3. Mr. Bhatt, however, argued that the Tribunal had in terms observed that if they were not satisfied of the fact that the land was not fruit growing land they would have remanded the matter to give an opportunity to the opponent No. 1 to explain the aforesaid agreement at Annexture 'H'. The Tribunal had come to the finding that this document was produced at a late stage, in the evidence of the landlord Shantilal on 4th April 1962 when opponent No. 1 tenant was already examined on 10th January 1962 and no question was suggested to him as regards this document. Mr. Bhatt is justified in his grievance which was rightly accepted by the Revenue Tribunal for the opponent No. 1 would have no opportunity to meet this document when it was produced at late stage after his evidence was over.

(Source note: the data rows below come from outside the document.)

PR #3665, opened 2026-07-03
[18.0][FIX] autovacuum_message_attachment: Add missing message_type 'auto_comment' and allow to batch deletion

divad1196:
- `auto_comment` message_type was missing
  => Add the option
- Deletion could timeout due to the number of records to delete
  => Added `batch_size` parameter to the rules
- Optimization:
  - `search` performed `orderby` which forces an extra sort on the whole table
    => Use `_search` instead
  -   `unlink` is batched by Odoo natively, and `batch_unlink` was also batching with its own value
    => Make them use the same limit and added a batch size parameter to `batch_unlink`

### DIFF
--- a/autovacuum_message_attachment/models/autovacuum_mixin.py
+++ b/autovacuum_message_attachment/models/autovacuum_mixin.py
@@ -10,18 +10,36 @@ from odoo.tools.safe_eval import datetime, safe_eval
 
 _logger = logging.getLogger(__name__)
 
+# Number of records deleted per unlink() call. Bounds the id list, the SQL
+# DELETE size and the per-commit work, independently of how many records the
+# rule retrieves (rule.batch_size).
+UNLINK_BATCH_SIZE = 5000
+
 
 class AutovacuumMixin(models.AbstractModel):
     _name = "autovacuum.mixin"
     _description = "Mixin used to delete messages or attachments"
 
-    def batch_unlink(self):
+    def batch_unlink(self, batch_size=0):
+        # batch_size == -1 => delete everything in a single unlink (no chunking).
         with Registry(self.env.cr.dbname).cursor() as new_cr:
+            if batch_size == -1:
+                batch_size = len(self)
+            if not batch_size or batch_size < new_cr.IN_MAX:
+                batch_size = new_cr.IN_MAX
+            elif batch_size > new_cr.IN_MAX:
+                # Adapt cursor IN_MAX to batch_size if needed:
+                # unlink silently chunk using IN_MAX (1000-rows)
+                # Assigning on the instance shadows the class attribute
+                # for this cursor only, not the class
+                # (Cursor.IN_MAX stays 1000)
+                new_cr.IN_MAX = batch_size
             new_env = api.Environment(new_cr, self.env.uid, self.env.context)
             try:
-                while self:
-                    batch_delete = self[0:1000]
-                    self -= batch_delete
+                remaining = self
+                while remaining:
+                    batch_delete = remaining[0:batch_size]
+                    remaining -= batch_delete
                     # do not attach new env to self because it may be
                     # huge, and the cache is cleaned after each unlink
                     # so we do not want to much record is the env in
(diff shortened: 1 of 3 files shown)


autovacuum_message_attachment/models/autovacuum_mixin.py
```diff
@@ -5,22 +5,41 @@
...
     _name = "autovacuum.mixin"
     _description = "Mixin used to delete messages or attachments"
 
-    def batch_unlink(self):
+    def batch_unlink(self, batch_size=0):
+        # batch_size <= 0 => delete everything in a single unlink (no chunking).
         with Registry(self.env.cr.dbname).cursor() as new_cr:
+            if batch_size == -1:
+                batch_size = len(self)
+            if not batch_size or batch_size < 0:
```
divad1196: ~~TODO: use `if not batch_size or batch_size < new_cr.IN_MAX:` instead~~

Done

simahawk: TODO Still valid?

simahawk (approved):
LGTM

autovacuum_message_attachment/models/autovacuum_mixin.py
divad1196: yes, change done

autovacuum_message_attachment/models/autovacuum_mixin.py
```diff
@@ -5,22 +5,41 @@
...
     _name = "autovacuum.mixin"
     _description = "Mixin used to delete messages or attachments"
 
-    def batch_unlink(self):
+    def batch_unlink(self, batch_size=0):
+        # batch_size == -1 => delete everything in a single unlink (no chunking).
         with Registry(self.env.cr.dbname).cursor() as new_cr:
+            if batch_size == -1:
+                batch_size = len(self)
+            if not batch_size or batch_size < new_cr.IN_MAX:
```
TDu, line 28:
```suggestion
            if not batch_size:
```
Why not letting the option to the caller to have a batch size smaller than `IN_MAX`

autovacuum_message_attachment/models/autovacuum_mixin.py
```diff
@@ -5,22 +5,41 @@
...
+UNLINK_BATCH_SIZE = 5000
+
 
 class AutovacuumMixin(models.AbstractModel):
     _name = "autovacuum.mixin"
     _description = "Mixin used to delete messages or attachments"
 
-    def batch_unlink(self):
+    def batch_unlink(self, batch_size=0):
+        # batch_size == -1 => delete everything in a single unlink (no chunking).
```
TDu, line 24: Why this option when it open the risk of Out Of Memory errors ?

Also mutating the `IN_MAX` value above a certain value is probably not recommended ! IMO

autovacuum_message_attachment/models/autovacuum_mixin.py
divad1196: @TDu Because a small batch size is almost never a good idea, especially due to IO and database query optimization.

On the other side, Odoo uses `IN_MAX` everywhere: If you had a reason to want smaller batch size, you would likely need it changes for the whole Odoo, not just the batch operations.

autovacuum_message_attachment/models/autovacuum_mixin.py
divad1196: It does not increase the risk of OOM, because little resources are allocated.
The GC will also not run between your batches, because your records are still referenced. 
https://github.com/odoo/odoo/blob/03256802105c6273f62a5305d2395d7771418e0b/odoo/orm/models.py#L4232
https://github.com/odoo/odoo/blob/18.0/odoo/tools/misc.py#L692
On the other side, allowing to increase this limit reduces the risk of timeouts and idle transactions.

The max value acceptable for `IN_MAX` will depend on the context of the database. I was able to raise it to 1M on the customer database without issue, but it was not providing any performance improvment compared to batches of 50k.

divad1196:
@TDu I answered your questions. could you check?

TDu (approved):
LG. although I still thing the batch_size = -1 is not a good idea, because the `IN_MAX` has no upper limit, then.
But it does not look like it is a restriction anymore for Postgresql https://www.postgresql.org/docs/18/limits.html ?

The Revenue Tribunal has also observed that the said document was admitted practically without any proof.
4. In the circumstances, it is necessary that the matter ought to be remanded to the Agricultural Lands Tribunal for a fresh disposal in accordance with law. The entire proceeding under Section 32C shall go back to him to go into the question whether the exemption under Section 43A(1)(B) was attracted to this land and if not, to determine the price thereof.
5. In the result this petition is allowed and the rule is made absolute. There shall be however no order as to the costs in the circumstances of the case. The matter shall be expeditiously disposed of as it had been sufficiently delayed all this time.